The World Parliament of Religions 1893

The development of religious liberalism and the rethinking of the relationship among religious traditions were framed in a symbolic moment in Chicago in 1893. As part of the great Columbian Exposition, a world’s fair celebrating American intellectual and material progress on the 400th anniversary of Columbus’s voyage, liberal Protestants led by John Henry Barrows hosted 5,000 delegates to a congress of “World Religions” to celebrate and promote spiritual progress.

Among the notable attendees were a Sri Lankan Buddhist monk, Dharmapala, Muslim Sufis, Japanese Zen monk Shaku Soyen, and Swami Vivekenanda. American Jewish leaders participated, among them rabbis Isaac Meyer Wise, Kaufman Koehler, and Henrietta Szold. American Christian participants notably included delegates from the African Methodist Episcopal Church, among them Frederick Douglass, Elizabeth Cady Stanton. There were Orthodox leaders of Syrian, Greek, and Armenian traditions as well.  Cardinal James Gibbons of Baltimore, who led a plenary session in prayer was present, and with him Archbishop John Ireland of Minnesota. Gibbon’s articulate ally in the liberal wing of the American Catholic hierarchy, Ireland also enthusiastically engaged Catholic presence at the parliament and attended himself, though he did not directly address the assembly. Ironically, the parliament concluded with the Lord’s Prayer, curiously led by a Chicago rabbi, Emil Hirsch.
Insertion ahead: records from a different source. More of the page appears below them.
PR #208, opened 2016-11-29
update go_proto_repositories to use the latest external tags

pmbethe09:
also use faster http_archive for google/protobuf

### DIFF
--- a/proto/go_proto_library.bzl
+++ b/proto/go_proto_library.bzl
@@ -291,27 +291,28 @@ def go_proto_repositories(shared=1, rules_go_repo_only_for_internal_use=None):
   new_go_repository(
       name = "com_github_golang_protobuf",
       importpath = "github.com/golang/protobuf",
-      commit = "1f49d83d9aa00e6ce4fc8258c71cc7786aec968a",
+      commit = "8ee79997227bf9b34611aee7946ae64735e6fd93",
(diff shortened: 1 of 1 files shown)


proto/go_proto_library.bzl
```diff
@@ -291,27 +291,28 @@ def go_proto_repositories(shared=1, rules_go_repo_only_for_internal_use=None):
...
       rules_go_repo_only_for_internal_use = rules_go_repo_only_for_internal_use,
   )
   if shared:
     # if using multiple *_proto_library, allows caller to skip this.
-    native.git_repository(
+    native.http_archive(
         name = "com_github_google_protobuf",
-        remote = "https://github.com/google/protobuf",
-        commit = "008b5a228b37c054f46ba478ccafa5e855cb16db",
+        url = "https://github.com/google/protobuf/archive/v3.1.0.tar.gz",
```
wlynch: There is a v3.1.0 tag https://github.com/google/protobuf/releases/tag/v3.1.0

wlynch: LGTM.

Explained offline- we are using this because git_repository does not support shallow clones at the moment. Using the http archive means that we are pulling less data down (only the source at the given commit instead of the whole history) so we have faster builds.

One historian likened the Parliament of Religions to the Olympic Games where everyone was invited to compete where there was little question who would score all the gold medals.1 A far cry from the more thoroughgoing pluralism to which religious liberals aspire today, the Parliament opened the door to fuller dialogue, and its savvy participants opened the door further to their own ends. Swami Vivekananda, for example, presented Hinduism, not Protestant Christianity, as the culminating tradition because from his view it had always been inclusive of the manyness of religions. Vivekananda remained in the U.S. for months, and returned multiple times, founding the Vedanta Society in New York and elsewhere and which continues to this day.

Vivekananda made at least two connected visits to Minneapolis. In late November 1893, he gave two lectures at First Unitarian Church, Minneapolis: “Hindu Religion” and “An Oriental View of Religion.” Recordkeepers noted that he met with the minister of First Universalist Church, took delight in his first sleigh ride and marveled at a frozen Minnehaha Falls."

His recordkeeper noted that the December lecture was to a packed house, and becoming the talk of the town could extend Vivekananda’s influence beyond Unitarian or university elites. The Minneapolis Star reported that he returned to Minneapolis in December, this time sponsored by University of Minnesota luminary William W. Folwell. Another source notes his visit was sponsored by the university’s Kappa Kappa Gamma sorority, and that he returned to First Unitarian to lecture on “Manners and Customs in India.”2

Perhaps a passing comment suggests the reach of liberal Protestant engagement with non-Christian religions: on the train to Des Moines, on which he met a “Presbyterian cowboy who believes in reincarnation.”3 If Minnesota was not as cosmopolitan as the Chicago of the World’s Parliament, some Minnesotans, too, were hungry for the fruits of a cosmopolitan embrace of religious diversity.

  1. W.R. Hutchison, Religious Pluralism in America (New Haven: Yale University Press, 2004).